* [Records for the exercise]:

============================================================

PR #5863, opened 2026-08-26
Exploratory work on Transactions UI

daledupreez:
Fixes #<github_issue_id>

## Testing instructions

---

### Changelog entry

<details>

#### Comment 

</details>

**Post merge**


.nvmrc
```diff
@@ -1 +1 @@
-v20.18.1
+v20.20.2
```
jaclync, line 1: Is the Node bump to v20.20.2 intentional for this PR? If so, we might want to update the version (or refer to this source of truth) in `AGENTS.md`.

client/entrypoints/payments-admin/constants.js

============================================================

Go to the line holding "## Testing instructions" in the entries above and return it, along with every line after it, exactly as written.

## Testing instructions

---

### Changelog entry

<details>

#### Comment 

</details>

**Post merge**


.nvmrc
```diff
@@ -1 +1 @@
-v20.18.1
+v20.20.2
```
jaclync, line 1: Is the Node bump to v20.20.2 intentional for this PR? If so, we might want to update the version (or refer to this source of truth) in `AGENTS.md`.

client/entrypoints/payments-admin/constants.js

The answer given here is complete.